3.5 Known-Item Search Experiment

In this section, we show that the new dataset represents a challenge for an information retrieval task. Specifically, a known-item search experiment is performed using a subset of all selected video frames \(O_i\) (extracted with 1fps, about 40K frames), and their CLIP representations [17]. The experiment assumes a set of pairs \([q_i, t_i]\), where \(t_i\) is a CLIP embedding vector representing a target (searched) video frame \(O_i\), and \(q_i\) is a CLIP embedding vector representing a query description of the target image \(O_i\). Using one pair, it is possible to rank all selected video frames based on their cosine distance to the query vector \(q_i\). From this ranking, the rank of the target image \(O_i\) can be identified and stored. Repeating this experiment for all available pairs \([q_i, t_i]\), a distribution of ranks of searched items can be analyzed.

Figure 9 shows the result of our preliminary KIS experiment, where 100 pairs \([q_i^{novice}, t_i]\) and 100 pairs \([q_i^{expert}, t_i]\) were created manually. Novice and VBS Expert annotators described randomly selected target images, where the VBS Expert is not an expert in the marine domain but has experience with query formulation from the Video Browser Showdown. ClipCap annotations were computed for the same target images as well. Using CLIP embeddings, ranks of target images were computed for the novice, VBS Expert, and ClipCap queries. Figure 9 shows that the overall distributions of ranks are similar for ClipCap and novice users, while the VBS expert was able to reach a better average and median rank. In the future, we plan more thorough experiments. We also note that employed random selection of target images often does not lead to unique items, and users did not see the search results for the provided 100 text descriptions/queries. Both notes affect the overall distribution of ranks.

Fig. 8.
figure 8

Occurrence of words in frame captions. Computed for a subset of the dataset.

Fig. 9.
figure 9

Ranks for ClipCap, Novice, and VBS Expert text queries for 100 target images.
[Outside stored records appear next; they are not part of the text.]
PR #82, opened 2023-06-12
Allow SQL functions as column names

Aflynn50:
Relax the restriction that columns in output expressions can only be of the form `prefix.name`. SQLair will now accept `func(...)` as a column name in output expressions of the form `func(...) AS &Type.tag`.

The functions are parsed as a string made up of alphanumeric chars + `_` following by an opening bracket containing anything at all (including SQLair io expressions).

An error will be thrown if the user tries to put a function into a map or struct with an asterisk, i.e. `func(...) AS &MyStruct.*`. 

Functions in output expressions can now also contain io expressions e.g. `func($P.id) AS &M.id`. This has been achieved by refactoring `Prepare` to generate the SQL inside `prepareOutput` and `prepareInput` and build up the `ParsedExpr` progressively rather than doing a double pass (`prepareParts` can be called recursively from inside `prepareOutput`, adding the prepared information to the `ParsedExpr` on the fly)


internal/expr/parser.go
```diff
@@ -386,6 +392,44 @@ func (p *Parser) parseColumn() (fullName, bool, error) {
 	return fullName{}, false, nil
 }
 
+func (p *Parser) parseFuncName() (string, bool, error) {
+	cp := p.save()
+	if p.skipName() {
+		if p.skipByte('(') {
+			bracketLevel := 1
+			for {
```
TheSignPainter98: Just to make the breaking conditions a little clearer, could a condition be used instead? Like
```go
for p.pos != len(p.input) && bracketLevel != 0 {
```

Aflynn50: I've actually just changed it to:
```go
if p.pos == len(p.input) {
	return "", false, nil
}
```
In this case we probably want to actually return false (an error is probably a bad idea since the thing we are parsing could well not be a function).

internal/expr/expr_test.go
```diff
@@ -467,6 +473,10 @@ func (s *ExprSuite) TestPrepareErrors(c *C) {
 		query:       "SELECT * AS &.* FROM t",
 		prepareArgs: []any{struct{ f int }{f: 1}},
 		err:         `cannot prepare expression: cannot use anonymous struct`,
+	}, {
+		query:       "SELECT avg(*) AS &Person.* FROM t",
+		prepareArgs: []any{Person{}},
+		err:         `cannot prepare expression: invalid tag/column name "avg(*)" in "avg(*) AS &Person.*"`,
```
niemeyer: Per discussion, let's please constraint it so that both for maps and structs, the field must be named explicitly whenever a function is used, star or not. We can support something later if it becomes clearly necessary, but forbidding funky syntax is the better and safer way to start.

internal/expr/parser.go
```diff
@@ -386,6 +392,42 @@ func (p *Parser) parseColumn() (fullName, bool, error) {
...
+				continue
+			}
+			if p.skipByte(')') {
+				bracketLevel--
+				if bracketLevel == 0 {
+					break
+				}
+				continue
+			}
+			p.pos++
```
niemeyer: It doesn't feel great that we're picking up what specific kind of syntax is supported here. This is very brittle and will fail often. We need to design this so that we don't need to be valiidating the details of this expression, just like we don't validate everywhere else except for the details that we do care about. So I'd try to consider that whole left side of the expression as either a column name (table, asterisk, etc), in which case we know exactly what's going on, or as a function holding arbitrary expressions as parameters, in which case we need to recurse into the parser. A good litmus test that this is well designed is supporting input parts inside the function parameters.

niemeyer (changes requested):
Supporting this seems worthwhile, but the function parsing seems a bit simplistic at the moment. Some suggestions:

internal/expr/expr_test.go

internal/expr/parser.go
Aflynn50: I've changed `parseFunc` to recurse into the parser if we find a SQL function, it now works with nested input expressions.

The function `parseColumns` has the behaviour you describe above, it first checks for a function as a column, then for a regular column name

internal/expr/parser.go
```diff
@@ -89,14 +97,19 @@ func (pe *ParsedExpr) String() string {
 	return out.String()
 }
 
+// bypass adds the string between the previous I/O part and the current part.
+func (p *Parser) addBypass() {
```
TheSignPainter98: The function name is out-dated in the comment just here :)

internal/expr/parser.go
```diff
@@ -206,17 +219,38 @@ loop:
...
-
+	p.partStart = p.pos
 	return nil
 
 }
 
+// startSubpart is called to allow parsing of nested parts.
+func (p *Parser) startSubpart() *checkpoint {
+	scp := p.save()
+	p.init(p.input[p.pos:])
```
TheSignPainter98: As `init` feels like a method which is only called at the beginning, perhaps a comment would be good here? Perhaps something like
```go
// Clear parser state.
```
Otherwise, I think a name-change is necessary here, maybe `setInput`?

internal/expr/parser.go
```diff
@@ -206,17 +219,38 @@ loop:
...
+	return scp
+}
+
+// collectSubpart must be called to collect all parts parsed since startSubpart and move the parser up a nesting level.
+func (p *Parser) collectSubpart(scp *checkpoint) *ParsedExpr {
+	pos := p.pos
+	pe := &ParsedExpr{p.parts}
+	scp.restore()
+	p.pos = p.pos + pos
```
TheSignPainter98: I think this can be `+=` :P

internal/expr/expr_test.go
```diff
@@ -50,6 +50,12 @@ var tests = []struct {
 	prepareArgs      []any
 	expectedPrepared string
 }{{
+	"function with nested input",
+	`SELECT max($Person.id, 20) AS &Manager.id FROM person`,
+	`[Bypass[SELECT ] Output[[[Bypass[max(] Input[Person.id] Bypass[, 20)]]] [Manager.id]] Bypass[ FROM person]]`,
+	[]any{Person{}, Manager{}},
+	`SELECT max(@sqlair_0, 20) AS _sqlair_0 FROM person`,
+}, {
```
TheSignPainter98: Would it be good to add a test where the function calls are nested? E.g.
```sql
SELECT max(min(100, $Person.id), 20) AS &...
```

internal/expr/parser.go
```diff
@@ -206,17 +219,38 @@ loop:
...
 
-	p.skipBlanks()
-
+	p.partStart = p.pos
 	return nil
 
 }
 
+// startSubpart is called to allow parsing of nested parts.
+func (p *Parser) startSubpart() *checkpoint {
```
TheSignPainter98: This comment feels slightly off to me, it seems like a comment I'd expect on a call itself rather than the method definition. I think it's worth mentioning the checkpoint, perhaps something like this?
```go
// startSubpart creates a checkpoint and prepares to parse a nested part.
```
Also, given that the sub-part checkpoints are handled slightly differently (when restoring, the new position is computed rather than being a simple replacement), is it worth adding a new `subpartCheckpoint` type here? This would also match the use of `scp` rather than `cp` so it could feel natural

internal/expr/parser.go
```diff
@@ -206,17 +219,38 @@ loop:
...
+	scp := p.save()
+	p.init(p.input[p.pos:])
+	return scp
+}
+
+// collectSubpart must be called to collect all parts parsed since startSubpart and move the parser up a nesting level.
+func (p *Parser) collectSubpart(scp *checkpoint) *ParsedExpr {
```
TheSignPainter98: As with `startSubpart`, I think the language can be cleaned slightly here, perhaps something like this?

Since ClipCap descriptions are available for all database frames, we also present another KIS experiment for ClipCap based queries with similar average target rank as novice users in Fig. 9. Figure 10 was evaluated for 4000 pairs \([q_i, t_i]\), where the target image descriptions were obtained using the ClipCap approach. We may observe that only about 30% of all queries are allowed to find the target in the top-ranked 2000 dataset items. Even for the small dataset. Although the CLIP retrieval model helps, it is indeed a way more difficult challenge than searching common videos with a large number of different concepts (e.g., compared to the results of a similar study here [13]). Furthermore, searching top 2000 items is not trivial. Looking at the top 500 close-ups of the histogram, only 6.6% of target items can be found in the top 100. Hence, we conclude that limited vocabulary (i.e., ClipCap like queries) and similar content make the known-item search challenge difficult for the proposed dataset even with the respected CLIP model.

Fig. 10.
figure 10

4000 KIS queries using ClipCap captions, histogram bins aggregate ranks of target images for the corresponding queries.

4 Conclusion

We provide the Marine Video Kit dataset, single-shot videos challenging for content-based analysis and retrieval. To provide a first insight of the new marine dataset, basic statistics based on meta-data, low-level color descriptors, and ClipCap semantic annotations are presented. We present a baseline retrieval study for the Marine Video Kit dataset to emphasize the domain’s specificity. Our experiments show that the similarity of content in the dataset causes difficulties for a respected cross-modal based know-item search approach. We hope that our dataset with the baseline for content-based retrieval will accelerate considerable progress in the marine video retrieval area.

We plan to extend the dataset in the future with new annotations and videos from new environments. Besides, additional computer vision tasks over the dataset, such as semantic segmentation or object detection, could be prepared for the research community. Furthermore, motion analysis, fish counting, or detection tasks are also meaningful information for retrieval applications.